Please advise what next?


----------



## nuttaone (Jun 16, 2012)

Hmm that permission doesn't look right, the size is also smaller than mine...

Can you go to /sdcard/goomanager and tell me the version of twrp goo manager downloaded...

"openrecovery-twrp-x.x.x-tenderloin.img"


----------



## avisekhg (Dec 25, 2012)

along with nightly updates and gapps, I see a file called openrecovery-twrp-2.3.3.0-tenderloin.img
Its size is 5.27M
says Dec 30, 2012 15:36 -rw


----------



## nuttaone (Jun 16, 2012)

interesting... Can you compare the checksum with mine noted above....

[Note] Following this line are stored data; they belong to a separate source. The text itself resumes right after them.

Issue #4600, opened 2022-11-23
Update account menu texts


ManuGowda:
### Expected behavior

- Update the texts according to [design](https://www.figma.com/file/KcrDpvWEKQhdGwNd4CZ5NY/Desktop-Prototype?node-id=38%3A13012&t=prTQCIyJ1X49773R-4) 

### Actual behavior

- The menu texts are not up to date

### Steps to reproduce

- Add an account
- Select account dropdown and compare with proposed design

### Which version(s) does this affect? (Environment, OS, etc...)
v3

PR #4667, opened 2022-12-13
Use the same derivation path validation as the SDK

### LINKED ISSUE #4665: Use the same derivation path validation as the SDK
### Description

Use the same derivation path validation as the SDK.

### Motivation

To not manage validation in two places. It is better with one source of truth. 

### Additional Information

Modify `getDerivationPathErrorMessage` to use cryptography.utils.parseKeyDerivationPath();

https://github.com/LiskHQ/lisk-sdk/issues/7877

ManuGowda:
### What was the problem?

This PR resolves #4665 and #4600

### How was it solved?

- Use `cryptography.utils.parseKeyDerivationPath`
- Updated menu items as designed

### How was it tested?

- Updated unit tests
- Test the menu items visual and compare with design


oskarleonard (dismissed):

src/modules/wallet/utils/account.js
```diff
@@ -312,37 +312,12 @@ export const validate2ndPass = async (account, passphrase, error) => {
  * @returns {string} - Error message
  */
 export const getDerivationPathErrorMessage = (derivationPath) => {
-  if ((!derivationPath || !derivationPath.startsWith('m')) || !derivationPath.includes('/')) {
```
soroushm, line 315: validation is missing now, i think we should keep the validation

oskarleonard: We still have the validation, `getDerivationPathErrorMessage` now makes use of the SDK function `parseKeyDerivationPath` to validate. To make sure we are using the same validation as the SDK

src/modules/account/components/EditAccount/EditAccount.js
```diff
@@ -17,7 +17,7 @@ const EditAccount = ({ history }) => {
       <EditAccountForm onBack={history.goBack} />
       <SetPasswordSuccess
         encryptedPhrase={currentAccount}
-        headerText={t('Edit name successful')}
+        headerText={t('Edit account name successful')}
```
oskarleonard, line 20: Shouldnt we commit this change in common.json file as well?

src/modules/wallet/utils/account.js
soroushm: in this case this error is message is wrong maybe we can have it as `"derivationPath not found"`

oskarleonard (dismissed):

soroushm (dismissed):

oskarleonard (approved):

PR #4692, opened 2022-12-30
Reward constants hook

### LINKED ISSUE #4639: Create Reward Constants Query Hooks
### Description
Fetch the reward module constants

### Acceptance Criteria

- Create UseRewardConstants hooks
- Add MSW mocks
- Add unit test

### Additional Information

- HTTP GET /api/v3/reward/constants
- RPC  get.reward.constants

oskarleonard:
### What was the problem?

This PR resolves #4639

### How was it solved?

- Create reward constants hook
- Move rewards hook to the reward module

### How was it tested?

Manually
Test


src/modules/reward/hooks/queries/useRewardConstants.js
```diff
@@ -0,0 +1,30 @@
...
+    event: 'get.reward.constants',
+    ...customConfig,
+  };
+
+  return useCustomQuery({
+    keys: [REWARD_CONSTANTS],
+    config,
+    options,
+  });
+};
```
eniolam1000752: because this would be a hook to get rewards constants from service, @soroushm @oskarleonard I think we had a discussion during grooming that the query hook should have a large stale/cache time, would this still be the case ?

oskarleonard: Hmm, that makes sense. Maybe we should set it to `Infinity` if those values almost never change. Do you remember how often these values change?

src/modules/reward/mocks/index.js
```diff
@@ -0,0 +1,7 @@
+import { rest } from 'msw';
+import { API_VERSION } from 'src/const/config';
+import { mockRewardConstants, mockRewardInflation } from 'src/modules/reward/__fixtures__';
+
+export const rewardConstants = rest.get(`*/api/${API_VERSION}/reward/constants`, async (req, res, ctx) => res(ctx.delay(20), ctx.json(mockRewardConstants)));
+
```
eniolam1000752, line 6: space can be removed

src/modules/transaction/utils/encoding.js
```diff
@@ -13,8 +13,7 @@
  *
  */
 
-import { codec } from '@liskhq/lisk-codec';
-import { utils } from '@liskhq/lisk-cryptography';
+import { codec as liskCode, cryptography  } from '@liskhq/lisk-client';
```
eniolam1000752: This should be `liskCodec` not `liskCode` I guess @oskarleonard 
```suggestion
import { codec as liskCodec, cryptography  } from '@liskhq/lisk-client';
```

eniolam1000752 (changes requested):

src/modules/reward/mocks/index.js
oskarleonard: Why? Isnt it nicer with a space in the end of files.Better diffs in the future when adding to this file

src/modules/transaction/utils/encoding.js
oskarleonard: Fixed

src/modules/reward/mocks/index.js
oskarleonard: ah, or between the functions you mean? I think it is more readable to have a space between, other mock endpoints have a space as well

eniolam1000752 (approved):

src/const/queries.js
```diff
@@ -31,4 +31,5 @@ export const BLOCKCHAIN_APPS_META_TOKENS = 'GET_BLOCKCHAIN_APPS_META_TOKENS';
 export const POS_CONSTANTS = 'GET_POS_CONSTANTS';
 export const POS_REWARDS_LOCKED = 'GET_POS_REWARDS_LOCKED';
 export const POS_REWARDS_CLAIMABLE = 'GET_POS_REWARDS_CLAIMABLE';
-export const POS_REWARDS_INFLATION = 'GET_POS_REWARDS_INFLATION';
```
soroushm, line 34: POS_REWARDS_INFLATION removed by mistake?

src/modules/transaction/utils/encoding.js
```diff
@@ -124,17 +123,17 @@ export const fromTransactionJSON = (transactionJSON, paramsSchema) => {
 export const toTransactionJSON = (transaction, paramsSchema) => {
   if (Buffer.isBuffer(transaction.params)) {
     return {
-      ...codec.toJSON(baseTransactionSchema, transaction),
-      params: paramsSchema ? codec.decodeJSON(paramsSchema, transaction.params) : {},
+      ...liskCodec.codec.toJSON(baseTransactionSchema, transaction),
```
soroushm, line 126: do we have ticket for liskCodec changes? if not please create one and assign to the pr

soroushm (changes requested):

It looks though the twrp image may have become corrupted when copying over to the boot partition...

EDIT: ok my checksum above is slightly wrong, missing 1 digit. - 66355b90f2a1a55ddcb770e4c56a3c72


----------



## avisekhg (Dec 25, 2012)

So, what do you suggest next? Should I go to GooManager and try to do that step again of 'Install OpenRecoveryScript?'


----------



## nuttaone (Jun 16, 2012)

Indeed, please retry... and let me know...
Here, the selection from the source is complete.